[Opening Records supplied section]
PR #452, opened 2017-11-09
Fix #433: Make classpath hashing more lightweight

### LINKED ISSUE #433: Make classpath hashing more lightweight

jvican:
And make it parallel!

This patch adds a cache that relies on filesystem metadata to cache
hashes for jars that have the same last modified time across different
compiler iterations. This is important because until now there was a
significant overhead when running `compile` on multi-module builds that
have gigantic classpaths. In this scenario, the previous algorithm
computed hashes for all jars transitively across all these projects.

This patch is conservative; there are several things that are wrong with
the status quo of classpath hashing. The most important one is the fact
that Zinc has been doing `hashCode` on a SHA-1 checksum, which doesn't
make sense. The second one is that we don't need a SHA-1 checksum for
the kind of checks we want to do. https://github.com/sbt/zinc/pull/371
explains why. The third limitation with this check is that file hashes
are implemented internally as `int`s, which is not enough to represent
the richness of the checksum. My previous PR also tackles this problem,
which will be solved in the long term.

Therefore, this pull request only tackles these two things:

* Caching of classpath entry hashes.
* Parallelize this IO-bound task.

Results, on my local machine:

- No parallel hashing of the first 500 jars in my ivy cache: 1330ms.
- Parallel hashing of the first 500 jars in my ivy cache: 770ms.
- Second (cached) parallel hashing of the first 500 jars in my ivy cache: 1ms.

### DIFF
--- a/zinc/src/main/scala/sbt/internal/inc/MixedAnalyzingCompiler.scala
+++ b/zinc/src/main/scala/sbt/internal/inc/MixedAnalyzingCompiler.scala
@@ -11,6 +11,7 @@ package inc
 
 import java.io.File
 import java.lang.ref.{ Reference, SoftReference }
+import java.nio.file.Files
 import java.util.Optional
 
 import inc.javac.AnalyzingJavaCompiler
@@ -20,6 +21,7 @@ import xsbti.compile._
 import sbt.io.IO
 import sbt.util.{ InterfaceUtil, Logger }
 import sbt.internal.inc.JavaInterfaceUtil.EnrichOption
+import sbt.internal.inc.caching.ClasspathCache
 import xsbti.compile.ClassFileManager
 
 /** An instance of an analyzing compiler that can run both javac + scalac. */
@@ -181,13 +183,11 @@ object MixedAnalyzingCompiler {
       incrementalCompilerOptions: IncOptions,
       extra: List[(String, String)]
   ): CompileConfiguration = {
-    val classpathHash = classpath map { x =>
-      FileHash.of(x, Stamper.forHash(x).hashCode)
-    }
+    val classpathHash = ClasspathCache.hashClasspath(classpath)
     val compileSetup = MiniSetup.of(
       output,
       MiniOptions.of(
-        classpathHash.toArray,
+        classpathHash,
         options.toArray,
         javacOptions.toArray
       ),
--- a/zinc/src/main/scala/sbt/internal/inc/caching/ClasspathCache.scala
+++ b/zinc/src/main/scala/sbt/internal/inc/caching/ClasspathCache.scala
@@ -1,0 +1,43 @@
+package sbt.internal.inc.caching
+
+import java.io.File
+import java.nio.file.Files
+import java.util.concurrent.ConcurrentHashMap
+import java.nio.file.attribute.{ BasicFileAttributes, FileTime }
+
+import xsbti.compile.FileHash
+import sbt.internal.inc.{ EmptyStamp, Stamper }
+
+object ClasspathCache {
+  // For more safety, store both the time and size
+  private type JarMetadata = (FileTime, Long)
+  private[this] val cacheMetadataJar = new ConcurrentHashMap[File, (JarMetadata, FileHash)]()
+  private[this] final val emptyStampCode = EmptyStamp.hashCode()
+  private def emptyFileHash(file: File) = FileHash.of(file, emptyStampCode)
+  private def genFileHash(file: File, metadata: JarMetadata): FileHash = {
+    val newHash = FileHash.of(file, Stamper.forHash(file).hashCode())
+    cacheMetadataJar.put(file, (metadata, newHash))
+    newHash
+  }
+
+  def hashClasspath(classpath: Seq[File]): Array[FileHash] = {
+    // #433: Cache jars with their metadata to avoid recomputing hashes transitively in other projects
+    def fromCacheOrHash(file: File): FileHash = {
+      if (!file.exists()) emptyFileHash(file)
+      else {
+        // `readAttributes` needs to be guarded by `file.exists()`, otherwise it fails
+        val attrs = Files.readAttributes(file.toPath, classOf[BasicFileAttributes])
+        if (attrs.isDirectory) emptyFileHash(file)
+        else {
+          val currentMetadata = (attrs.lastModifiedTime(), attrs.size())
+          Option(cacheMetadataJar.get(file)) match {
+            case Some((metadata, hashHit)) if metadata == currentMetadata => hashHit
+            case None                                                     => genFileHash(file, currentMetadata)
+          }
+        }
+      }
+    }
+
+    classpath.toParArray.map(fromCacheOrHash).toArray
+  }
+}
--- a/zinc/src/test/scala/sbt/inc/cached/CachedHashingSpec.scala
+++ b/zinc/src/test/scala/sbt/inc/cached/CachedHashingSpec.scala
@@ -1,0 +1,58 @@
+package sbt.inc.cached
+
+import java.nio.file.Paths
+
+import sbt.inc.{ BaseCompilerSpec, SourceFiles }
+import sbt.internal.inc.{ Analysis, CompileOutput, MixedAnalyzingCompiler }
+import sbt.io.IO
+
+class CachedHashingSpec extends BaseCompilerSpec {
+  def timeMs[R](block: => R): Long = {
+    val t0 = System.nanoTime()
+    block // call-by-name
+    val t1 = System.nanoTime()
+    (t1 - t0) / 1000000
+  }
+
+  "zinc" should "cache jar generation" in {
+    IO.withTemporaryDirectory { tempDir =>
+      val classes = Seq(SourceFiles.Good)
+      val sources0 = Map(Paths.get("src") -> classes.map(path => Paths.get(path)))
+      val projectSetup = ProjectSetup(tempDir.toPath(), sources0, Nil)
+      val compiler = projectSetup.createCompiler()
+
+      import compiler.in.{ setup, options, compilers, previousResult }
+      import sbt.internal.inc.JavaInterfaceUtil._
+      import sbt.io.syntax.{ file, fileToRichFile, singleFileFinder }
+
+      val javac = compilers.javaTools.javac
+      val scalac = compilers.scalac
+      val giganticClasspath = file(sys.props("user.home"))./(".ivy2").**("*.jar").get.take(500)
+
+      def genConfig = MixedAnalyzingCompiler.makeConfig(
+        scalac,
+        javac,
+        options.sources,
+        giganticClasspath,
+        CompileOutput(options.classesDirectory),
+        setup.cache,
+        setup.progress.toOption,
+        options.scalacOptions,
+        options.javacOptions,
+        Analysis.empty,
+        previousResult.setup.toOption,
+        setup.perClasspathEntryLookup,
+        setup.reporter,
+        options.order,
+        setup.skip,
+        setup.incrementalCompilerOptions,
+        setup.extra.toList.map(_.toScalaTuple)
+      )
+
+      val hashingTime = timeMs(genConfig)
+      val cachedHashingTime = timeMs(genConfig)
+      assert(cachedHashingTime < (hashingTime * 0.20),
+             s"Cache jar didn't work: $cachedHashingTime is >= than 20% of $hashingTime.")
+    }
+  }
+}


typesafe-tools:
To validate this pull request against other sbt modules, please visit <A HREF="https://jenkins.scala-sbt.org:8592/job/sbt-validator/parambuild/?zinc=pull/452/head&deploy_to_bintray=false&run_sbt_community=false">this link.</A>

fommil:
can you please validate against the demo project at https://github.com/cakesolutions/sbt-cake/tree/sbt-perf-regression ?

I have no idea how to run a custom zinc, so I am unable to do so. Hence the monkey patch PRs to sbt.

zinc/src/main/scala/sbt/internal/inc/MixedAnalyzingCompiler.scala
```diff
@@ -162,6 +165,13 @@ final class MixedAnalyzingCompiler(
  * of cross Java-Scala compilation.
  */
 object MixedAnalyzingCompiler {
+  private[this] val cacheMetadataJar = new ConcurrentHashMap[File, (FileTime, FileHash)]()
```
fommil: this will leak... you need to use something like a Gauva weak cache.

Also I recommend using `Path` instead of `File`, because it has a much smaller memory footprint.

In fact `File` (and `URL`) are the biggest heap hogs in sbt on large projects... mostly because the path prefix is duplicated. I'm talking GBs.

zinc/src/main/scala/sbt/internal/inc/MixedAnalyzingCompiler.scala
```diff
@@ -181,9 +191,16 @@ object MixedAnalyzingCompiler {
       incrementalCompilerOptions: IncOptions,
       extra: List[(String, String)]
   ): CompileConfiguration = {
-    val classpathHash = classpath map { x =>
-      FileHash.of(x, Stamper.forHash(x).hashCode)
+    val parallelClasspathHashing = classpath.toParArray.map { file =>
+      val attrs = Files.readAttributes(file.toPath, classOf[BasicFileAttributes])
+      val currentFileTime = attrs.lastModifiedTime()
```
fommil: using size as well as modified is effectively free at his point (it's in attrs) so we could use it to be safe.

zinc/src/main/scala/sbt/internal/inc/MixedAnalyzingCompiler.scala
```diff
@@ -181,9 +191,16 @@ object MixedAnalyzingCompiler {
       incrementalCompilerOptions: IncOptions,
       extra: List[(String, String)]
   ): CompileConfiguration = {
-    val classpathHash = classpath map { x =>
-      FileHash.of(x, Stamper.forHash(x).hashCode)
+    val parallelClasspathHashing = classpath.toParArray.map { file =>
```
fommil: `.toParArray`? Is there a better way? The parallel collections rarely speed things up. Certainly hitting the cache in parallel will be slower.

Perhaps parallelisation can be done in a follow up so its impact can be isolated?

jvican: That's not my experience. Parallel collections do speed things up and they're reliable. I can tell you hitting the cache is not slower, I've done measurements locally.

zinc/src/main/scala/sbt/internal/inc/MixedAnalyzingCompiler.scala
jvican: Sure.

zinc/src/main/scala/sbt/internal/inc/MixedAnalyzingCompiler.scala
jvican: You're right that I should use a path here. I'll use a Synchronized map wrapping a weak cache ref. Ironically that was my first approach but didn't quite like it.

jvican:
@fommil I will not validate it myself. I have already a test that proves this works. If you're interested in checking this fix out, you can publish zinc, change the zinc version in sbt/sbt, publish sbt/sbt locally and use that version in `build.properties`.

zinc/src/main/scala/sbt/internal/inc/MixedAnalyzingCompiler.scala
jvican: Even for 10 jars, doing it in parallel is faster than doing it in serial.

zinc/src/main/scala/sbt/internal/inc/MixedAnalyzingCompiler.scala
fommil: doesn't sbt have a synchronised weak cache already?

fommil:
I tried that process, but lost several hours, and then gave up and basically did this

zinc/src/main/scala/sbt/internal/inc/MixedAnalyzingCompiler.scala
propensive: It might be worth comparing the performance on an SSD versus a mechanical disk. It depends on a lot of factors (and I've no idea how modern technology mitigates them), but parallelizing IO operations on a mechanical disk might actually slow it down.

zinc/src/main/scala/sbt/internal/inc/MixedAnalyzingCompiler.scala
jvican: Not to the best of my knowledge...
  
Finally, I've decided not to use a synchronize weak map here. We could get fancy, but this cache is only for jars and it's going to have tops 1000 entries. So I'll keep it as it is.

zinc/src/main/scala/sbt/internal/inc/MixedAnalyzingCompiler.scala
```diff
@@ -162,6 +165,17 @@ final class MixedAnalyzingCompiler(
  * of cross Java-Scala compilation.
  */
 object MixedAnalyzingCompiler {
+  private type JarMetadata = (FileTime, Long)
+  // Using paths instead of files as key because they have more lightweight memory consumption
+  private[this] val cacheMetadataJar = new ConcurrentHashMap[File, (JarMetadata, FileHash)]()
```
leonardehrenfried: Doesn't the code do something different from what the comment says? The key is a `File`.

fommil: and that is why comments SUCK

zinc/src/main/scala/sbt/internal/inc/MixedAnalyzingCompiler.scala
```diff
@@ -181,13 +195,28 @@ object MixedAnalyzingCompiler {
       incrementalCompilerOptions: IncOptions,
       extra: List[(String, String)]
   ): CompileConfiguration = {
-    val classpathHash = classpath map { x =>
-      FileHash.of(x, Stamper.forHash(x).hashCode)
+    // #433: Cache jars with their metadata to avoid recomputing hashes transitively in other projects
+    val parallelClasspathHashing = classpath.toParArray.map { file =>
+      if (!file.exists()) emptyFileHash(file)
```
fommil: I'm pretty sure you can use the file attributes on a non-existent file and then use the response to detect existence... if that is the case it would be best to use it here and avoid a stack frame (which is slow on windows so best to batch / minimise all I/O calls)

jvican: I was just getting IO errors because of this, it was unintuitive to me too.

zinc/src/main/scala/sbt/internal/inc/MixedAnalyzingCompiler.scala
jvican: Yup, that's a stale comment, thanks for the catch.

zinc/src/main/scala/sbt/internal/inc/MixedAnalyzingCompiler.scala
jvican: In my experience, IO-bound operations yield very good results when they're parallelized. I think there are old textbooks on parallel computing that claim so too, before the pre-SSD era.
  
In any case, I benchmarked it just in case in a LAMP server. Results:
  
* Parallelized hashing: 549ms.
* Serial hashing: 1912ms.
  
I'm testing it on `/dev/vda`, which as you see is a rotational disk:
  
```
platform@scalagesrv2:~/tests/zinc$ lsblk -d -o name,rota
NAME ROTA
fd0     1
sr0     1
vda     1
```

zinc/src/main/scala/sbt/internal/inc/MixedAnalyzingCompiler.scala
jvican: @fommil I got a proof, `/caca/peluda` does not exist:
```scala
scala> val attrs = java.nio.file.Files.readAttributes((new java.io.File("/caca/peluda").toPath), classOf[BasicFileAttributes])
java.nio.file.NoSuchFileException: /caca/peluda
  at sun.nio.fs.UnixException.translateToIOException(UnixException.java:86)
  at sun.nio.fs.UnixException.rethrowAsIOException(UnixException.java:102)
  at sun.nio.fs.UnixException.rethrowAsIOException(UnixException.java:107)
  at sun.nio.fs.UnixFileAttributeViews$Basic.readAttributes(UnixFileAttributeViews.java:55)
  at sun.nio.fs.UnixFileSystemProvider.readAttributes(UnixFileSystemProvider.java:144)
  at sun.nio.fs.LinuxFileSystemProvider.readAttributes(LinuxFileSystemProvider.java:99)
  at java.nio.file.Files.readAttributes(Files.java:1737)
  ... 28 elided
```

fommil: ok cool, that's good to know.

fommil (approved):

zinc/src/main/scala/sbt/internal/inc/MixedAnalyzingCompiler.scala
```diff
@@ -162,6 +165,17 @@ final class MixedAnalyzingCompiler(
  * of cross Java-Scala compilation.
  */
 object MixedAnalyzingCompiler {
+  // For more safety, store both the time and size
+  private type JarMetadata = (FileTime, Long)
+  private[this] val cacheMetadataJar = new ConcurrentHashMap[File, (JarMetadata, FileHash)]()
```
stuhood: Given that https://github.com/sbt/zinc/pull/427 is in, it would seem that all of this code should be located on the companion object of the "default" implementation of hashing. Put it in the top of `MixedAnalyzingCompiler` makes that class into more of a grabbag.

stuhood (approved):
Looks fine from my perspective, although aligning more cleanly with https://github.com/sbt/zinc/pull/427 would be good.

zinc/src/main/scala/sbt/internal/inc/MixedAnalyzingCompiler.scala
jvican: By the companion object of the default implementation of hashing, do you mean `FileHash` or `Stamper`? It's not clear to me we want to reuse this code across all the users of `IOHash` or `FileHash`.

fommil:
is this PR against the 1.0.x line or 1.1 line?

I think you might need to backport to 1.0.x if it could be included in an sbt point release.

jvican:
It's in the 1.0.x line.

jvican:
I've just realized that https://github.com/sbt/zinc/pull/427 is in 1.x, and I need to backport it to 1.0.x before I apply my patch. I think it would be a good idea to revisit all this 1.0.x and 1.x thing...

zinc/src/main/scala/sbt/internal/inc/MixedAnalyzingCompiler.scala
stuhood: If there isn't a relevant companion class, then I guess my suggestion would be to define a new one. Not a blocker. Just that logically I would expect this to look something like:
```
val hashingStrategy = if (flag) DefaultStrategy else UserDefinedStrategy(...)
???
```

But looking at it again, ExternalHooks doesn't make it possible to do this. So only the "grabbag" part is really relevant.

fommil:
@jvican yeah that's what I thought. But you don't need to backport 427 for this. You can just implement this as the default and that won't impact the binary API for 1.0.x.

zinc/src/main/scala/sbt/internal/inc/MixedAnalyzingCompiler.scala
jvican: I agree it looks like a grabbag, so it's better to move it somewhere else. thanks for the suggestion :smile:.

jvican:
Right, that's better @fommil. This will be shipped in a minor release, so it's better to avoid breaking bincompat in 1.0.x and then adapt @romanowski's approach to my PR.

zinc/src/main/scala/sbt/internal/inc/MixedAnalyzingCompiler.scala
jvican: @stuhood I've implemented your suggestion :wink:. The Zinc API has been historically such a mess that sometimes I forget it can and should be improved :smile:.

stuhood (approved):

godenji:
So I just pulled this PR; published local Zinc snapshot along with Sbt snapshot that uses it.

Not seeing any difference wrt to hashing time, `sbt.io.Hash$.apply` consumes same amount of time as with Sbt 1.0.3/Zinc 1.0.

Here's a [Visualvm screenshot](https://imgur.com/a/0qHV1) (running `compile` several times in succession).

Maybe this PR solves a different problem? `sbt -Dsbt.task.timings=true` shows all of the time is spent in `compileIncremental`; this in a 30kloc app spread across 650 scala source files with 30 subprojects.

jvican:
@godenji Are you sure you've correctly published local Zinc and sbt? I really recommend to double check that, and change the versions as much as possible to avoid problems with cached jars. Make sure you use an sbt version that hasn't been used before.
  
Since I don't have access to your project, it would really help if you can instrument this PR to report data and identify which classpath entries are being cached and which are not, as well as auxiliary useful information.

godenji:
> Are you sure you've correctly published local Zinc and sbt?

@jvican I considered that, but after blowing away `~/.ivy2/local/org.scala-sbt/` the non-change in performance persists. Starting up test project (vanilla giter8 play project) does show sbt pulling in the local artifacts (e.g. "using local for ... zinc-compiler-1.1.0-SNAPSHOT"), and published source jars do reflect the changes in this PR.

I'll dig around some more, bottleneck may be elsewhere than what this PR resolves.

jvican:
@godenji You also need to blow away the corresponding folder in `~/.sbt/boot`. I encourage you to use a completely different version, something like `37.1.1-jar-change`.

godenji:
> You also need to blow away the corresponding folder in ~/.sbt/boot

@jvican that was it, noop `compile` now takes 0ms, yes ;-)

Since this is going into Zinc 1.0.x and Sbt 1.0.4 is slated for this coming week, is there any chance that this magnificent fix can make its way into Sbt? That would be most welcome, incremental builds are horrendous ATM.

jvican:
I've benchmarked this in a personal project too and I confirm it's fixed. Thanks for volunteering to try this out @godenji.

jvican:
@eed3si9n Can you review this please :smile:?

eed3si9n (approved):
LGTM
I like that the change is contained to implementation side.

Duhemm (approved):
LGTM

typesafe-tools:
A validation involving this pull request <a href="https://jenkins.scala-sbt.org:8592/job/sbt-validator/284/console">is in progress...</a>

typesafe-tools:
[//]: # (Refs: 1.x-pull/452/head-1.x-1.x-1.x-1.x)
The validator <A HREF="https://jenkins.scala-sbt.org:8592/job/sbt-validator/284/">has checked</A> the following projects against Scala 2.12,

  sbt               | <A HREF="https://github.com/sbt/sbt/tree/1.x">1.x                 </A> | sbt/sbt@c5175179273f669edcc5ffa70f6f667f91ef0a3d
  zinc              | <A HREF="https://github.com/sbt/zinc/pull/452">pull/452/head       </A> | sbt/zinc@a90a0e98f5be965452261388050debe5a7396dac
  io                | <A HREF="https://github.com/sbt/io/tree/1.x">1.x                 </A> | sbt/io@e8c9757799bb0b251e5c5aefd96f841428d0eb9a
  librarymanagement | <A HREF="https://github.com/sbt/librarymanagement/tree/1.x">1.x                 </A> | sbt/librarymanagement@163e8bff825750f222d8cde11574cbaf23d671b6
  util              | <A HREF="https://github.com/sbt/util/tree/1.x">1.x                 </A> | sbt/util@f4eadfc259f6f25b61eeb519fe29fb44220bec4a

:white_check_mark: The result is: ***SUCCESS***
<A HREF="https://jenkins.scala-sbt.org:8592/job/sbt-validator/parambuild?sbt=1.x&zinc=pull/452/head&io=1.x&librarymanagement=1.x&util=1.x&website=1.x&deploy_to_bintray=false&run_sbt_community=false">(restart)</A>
[Closing Records supplied section]
[Opening Records supplied section]
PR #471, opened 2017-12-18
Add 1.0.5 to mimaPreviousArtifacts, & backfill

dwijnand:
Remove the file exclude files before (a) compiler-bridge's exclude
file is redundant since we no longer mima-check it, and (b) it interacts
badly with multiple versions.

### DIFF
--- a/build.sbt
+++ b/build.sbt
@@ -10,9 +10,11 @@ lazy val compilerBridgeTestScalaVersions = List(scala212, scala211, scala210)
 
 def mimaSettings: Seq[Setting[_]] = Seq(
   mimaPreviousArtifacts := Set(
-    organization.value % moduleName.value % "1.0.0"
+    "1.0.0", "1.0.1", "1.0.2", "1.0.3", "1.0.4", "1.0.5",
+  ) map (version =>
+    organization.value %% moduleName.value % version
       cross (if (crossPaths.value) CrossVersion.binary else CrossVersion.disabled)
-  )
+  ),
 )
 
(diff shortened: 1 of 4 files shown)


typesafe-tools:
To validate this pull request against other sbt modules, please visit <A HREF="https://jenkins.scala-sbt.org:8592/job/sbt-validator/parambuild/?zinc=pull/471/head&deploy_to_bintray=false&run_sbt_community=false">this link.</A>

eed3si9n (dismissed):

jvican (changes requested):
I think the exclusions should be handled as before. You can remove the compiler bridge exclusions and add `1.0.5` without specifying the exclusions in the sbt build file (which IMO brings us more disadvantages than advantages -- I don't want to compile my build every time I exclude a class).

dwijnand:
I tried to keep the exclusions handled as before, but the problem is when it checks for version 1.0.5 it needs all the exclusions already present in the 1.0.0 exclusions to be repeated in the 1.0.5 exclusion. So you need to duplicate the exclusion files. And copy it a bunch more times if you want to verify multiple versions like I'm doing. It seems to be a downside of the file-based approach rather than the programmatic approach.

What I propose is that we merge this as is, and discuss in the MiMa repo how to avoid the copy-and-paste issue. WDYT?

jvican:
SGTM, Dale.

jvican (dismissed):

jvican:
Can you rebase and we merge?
[Closing Records supplied section]
[Opening Records supplied section]
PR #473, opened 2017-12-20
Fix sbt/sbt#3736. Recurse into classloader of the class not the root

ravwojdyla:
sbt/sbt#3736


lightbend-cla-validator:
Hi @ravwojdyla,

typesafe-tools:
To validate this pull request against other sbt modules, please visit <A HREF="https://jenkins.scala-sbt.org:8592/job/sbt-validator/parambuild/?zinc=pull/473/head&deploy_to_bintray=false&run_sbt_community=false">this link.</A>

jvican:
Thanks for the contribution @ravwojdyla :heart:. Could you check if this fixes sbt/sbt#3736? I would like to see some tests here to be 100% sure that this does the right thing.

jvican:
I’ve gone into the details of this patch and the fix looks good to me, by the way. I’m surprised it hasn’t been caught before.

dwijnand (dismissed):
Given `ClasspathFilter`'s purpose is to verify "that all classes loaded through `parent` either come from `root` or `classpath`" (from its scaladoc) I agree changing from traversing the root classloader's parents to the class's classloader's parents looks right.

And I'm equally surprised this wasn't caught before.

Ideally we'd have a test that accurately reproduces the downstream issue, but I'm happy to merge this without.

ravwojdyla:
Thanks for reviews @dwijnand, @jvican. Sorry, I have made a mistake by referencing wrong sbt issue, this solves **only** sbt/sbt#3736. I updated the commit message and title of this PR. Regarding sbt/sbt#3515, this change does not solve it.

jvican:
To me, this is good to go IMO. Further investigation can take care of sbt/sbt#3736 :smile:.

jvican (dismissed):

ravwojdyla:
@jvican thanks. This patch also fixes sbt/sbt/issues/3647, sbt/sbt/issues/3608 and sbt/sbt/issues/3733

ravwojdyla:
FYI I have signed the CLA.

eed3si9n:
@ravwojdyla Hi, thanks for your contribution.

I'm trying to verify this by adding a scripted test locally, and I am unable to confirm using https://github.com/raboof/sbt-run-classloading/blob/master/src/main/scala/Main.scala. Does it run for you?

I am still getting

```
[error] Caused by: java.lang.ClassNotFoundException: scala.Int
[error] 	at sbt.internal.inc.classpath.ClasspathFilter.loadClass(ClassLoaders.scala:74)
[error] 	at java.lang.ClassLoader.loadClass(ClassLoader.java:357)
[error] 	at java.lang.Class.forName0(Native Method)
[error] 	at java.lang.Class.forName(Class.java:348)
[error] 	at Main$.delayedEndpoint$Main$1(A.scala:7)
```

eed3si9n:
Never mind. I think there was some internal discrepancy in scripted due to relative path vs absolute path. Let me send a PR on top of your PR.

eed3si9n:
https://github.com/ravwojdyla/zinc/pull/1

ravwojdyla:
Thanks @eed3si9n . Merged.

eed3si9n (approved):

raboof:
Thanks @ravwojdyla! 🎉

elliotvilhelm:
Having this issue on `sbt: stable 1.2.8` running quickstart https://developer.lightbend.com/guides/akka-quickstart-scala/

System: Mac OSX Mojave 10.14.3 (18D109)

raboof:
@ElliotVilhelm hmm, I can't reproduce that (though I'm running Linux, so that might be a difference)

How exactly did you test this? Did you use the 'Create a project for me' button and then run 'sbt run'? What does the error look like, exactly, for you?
[Closing Records supplied section]
Aim of the task
Every line containing the string "apply" should be pulled from the listing and copied.

Exercise output
I've just realized that https://github.com/sbt/zinc/pull/427 is in 1.x, and I need to backport it to 1.0.x before I apply my patch. I think it would be a good idea to revisit all this 1.0.x and 1.x thing...
Not seeing any difference wrt to hashing time, `sbt.io.Hash$.apply` consumes same amount of time as with Sbt 1.0.3/Zinc 1.0.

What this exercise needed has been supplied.